**** Excerpted records

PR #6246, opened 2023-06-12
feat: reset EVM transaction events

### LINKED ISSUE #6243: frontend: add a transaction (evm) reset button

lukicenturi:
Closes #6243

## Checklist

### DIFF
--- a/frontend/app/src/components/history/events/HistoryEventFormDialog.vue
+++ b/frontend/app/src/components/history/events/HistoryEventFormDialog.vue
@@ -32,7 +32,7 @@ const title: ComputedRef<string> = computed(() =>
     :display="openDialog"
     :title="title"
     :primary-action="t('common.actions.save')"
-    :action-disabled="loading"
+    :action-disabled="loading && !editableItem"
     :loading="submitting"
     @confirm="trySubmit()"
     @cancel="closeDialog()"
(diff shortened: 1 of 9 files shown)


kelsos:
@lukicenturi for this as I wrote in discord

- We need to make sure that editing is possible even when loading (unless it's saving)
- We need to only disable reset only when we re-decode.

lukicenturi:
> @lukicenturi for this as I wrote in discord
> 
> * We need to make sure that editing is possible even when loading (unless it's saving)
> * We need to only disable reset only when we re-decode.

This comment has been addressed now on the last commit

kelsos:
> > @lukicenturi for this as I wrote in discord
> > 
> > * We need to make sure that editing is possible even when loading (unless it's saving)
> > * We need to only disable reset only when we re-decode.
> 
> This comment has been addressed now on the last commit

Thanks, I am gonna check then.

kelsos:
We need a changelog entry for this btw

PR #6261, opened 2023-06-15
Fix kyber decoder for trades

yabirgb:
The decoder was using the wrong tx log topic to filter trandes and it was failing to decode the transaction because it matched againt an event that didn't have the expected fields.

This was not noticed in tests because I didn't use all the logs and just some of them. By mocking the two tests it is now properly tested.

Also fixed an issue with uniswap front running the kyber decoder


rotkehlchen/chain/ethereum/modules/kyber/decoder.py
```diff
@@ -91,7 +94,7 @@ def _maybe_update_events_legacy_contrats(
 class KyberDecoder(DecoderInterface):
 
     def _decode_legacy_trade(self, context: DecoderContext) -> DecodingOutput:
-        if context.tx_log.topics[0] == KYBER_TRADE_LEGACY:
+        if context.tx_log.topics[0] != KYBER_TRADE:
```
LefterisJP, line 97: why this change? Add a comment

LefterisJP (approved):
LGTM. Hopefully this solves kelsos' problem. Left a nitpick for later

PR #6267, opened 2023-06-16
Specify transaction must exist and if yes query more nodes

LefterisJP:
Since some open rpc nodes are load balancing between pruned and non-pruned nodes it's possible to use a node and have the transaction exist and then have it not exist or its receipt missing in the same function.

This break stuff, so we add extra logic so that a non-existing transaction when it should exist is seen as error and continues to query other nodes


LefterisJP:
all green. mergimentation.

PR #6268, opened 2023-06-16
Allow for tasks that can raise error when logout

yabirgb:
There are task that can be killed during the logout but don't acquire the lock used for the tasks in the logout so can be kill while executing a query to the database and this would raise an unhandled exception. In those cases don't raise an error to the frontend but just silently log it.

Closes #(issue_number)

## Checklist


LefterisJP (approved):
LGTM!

********

Brief
Lines with "raise": find them in the data and copy each one.

Answer space
Allow for tasks that can raise error when logout
There are task that can be killed during the logout but don't acquire the lock used for the tasks in the logout so can be kill while executing a query to the database and this would raise an unhandled exception. In those cases don't raise an error to the frontend but just silently log it.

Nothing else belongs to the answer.